(EXTRACTED DATA Opens)

PR #2155, opened 2025-05-08
fix(auth): removed throw error when the profile is unavailable after a login

gdorsi:
Related to: https://github.com/garden-co/jazz/pull/2123#issuecomment-2860586004

Kinda realized that we don't really need that the profile must be available on login.
I think that would be better to let users authenticate and let them face the issue when loading the profile.

### DIFF
--- a/packages/cojson/src/tests/sync.auth.test.ts
+++ b/packages/cojson/src/tests/sync.auth.test.ts
@@ -1,16 +1,11 @@
 import { assert, beforeEach, describe, expect, test } from "vitest";
 
-import { expectMap } from "../coValue";
-import { expectAccount } from "../coValues/account";
 import { WasmCrypto } from "../crypto/WasmCrypto";
 import { LocalNode } from "../localNode";
-import { toSimplifiedMessages } from "./messagesTestUtils";
 import {
   SyncMessagesLog,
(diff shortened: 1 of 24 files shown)


packages/cojson/src/tests/sync.auth.test.ts
```diff
@@ -169,19 +164,82 @@ describe("LocalNode auth sync", () => {
...
+      [
+        "creation-node -> server | CONTENT Account header: true new: After: 0 New: 4",
+        "auth-node -> server | LOAD Account sessions: empty",
+        "server -> creation-node | KNOWN Account sessions: header/4",
+        "server -> auth-node | CONTENT Account header: true new: After: 0 New: 4",
+        "auth-node -> server | KNOWN Account sessions: header/4",
+        "auth-node -> server | LOAD Profile sessions: empty",
+        "server -> auth-node | KNOWN Profile sessions: empty",
+        "auth-node -> server | LOAD Profile sessions: empty",
+        "server -> auth-node | KNOWN Profile sessions: empty",
```
gdorsi, line 242: As you can see in this case the Profile is never uploaded to the sync server.

Working on a fix

aeplay (approved):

(EXTRACTED DATA Closes)

- TO DO
Repeat all of the entries exactly.

- RESULT OF THIS EXERCISE
PR #2155, opened 2025-05-08
fix(auth): removed throw error when the profile is unavailable after a login

gdorsi:
Related to: https://github.com/garden-co/jazz/pull/2123#issuecomment-2860586004

Kinda realized that we don't really need that the profile must be available on login.
I think that would be better to let users authenticate and let them face the issue when loading the profile.

### DIFF
--- a/packages/cojson/src/tests/sync.auth.test.ts
+++ b/packages/cojson/src/tests/sync.auth.test.ts
@@ -1,16 +1,11 @@
 import { assert, beforeEach, describe, expect, test } from "vitest";
 
-import { expectMap } from "../coValue";
-import { expectAccount } from "../coValues/account";
 import { WasmCrypto } from "../crypto/WasmCrypto";
 import { LocalNode } from "../localNode";
-import { toSimplifiedMessages } from "./messagesTestUtils";
 import {
   SyncMessagesLog,
(diff shortened: 1 of 24 files shown)


packages/cojson/src/tests/sync.auth.test.ts
```diff
@@ -169,19 +164,82 @@ describe("LocalNode auth sync", () => {
...
+      [
+        "creation-node -> server | CONTENT Account header: true new: After: 0 New: 4",
+        "auth-node -> server | LOAD Account sessions: empty",
+        "server -> creation-node | KNOWN Account sessions: header/4",
+        "server -> auth-node | CONTENT Account header: true new: After: 0 New: 4",
+        "auth-node -> server | KNOWN Account sessions: header/4",
+        "auth-node -> server | LOAD Profile sessions: empty",
+        "server -> auth-node | KNOWN Profile sessions: empty",
+        "auth-node -> server | LOAD Profile sessions: empty",
+        "server -> auth-node | KNOWN Profile sessions: empty",
```
gdorsi, line 242: As you can see in this case the Profile is never uploaded to the sync server.

Working on a fix

aeplay (approved):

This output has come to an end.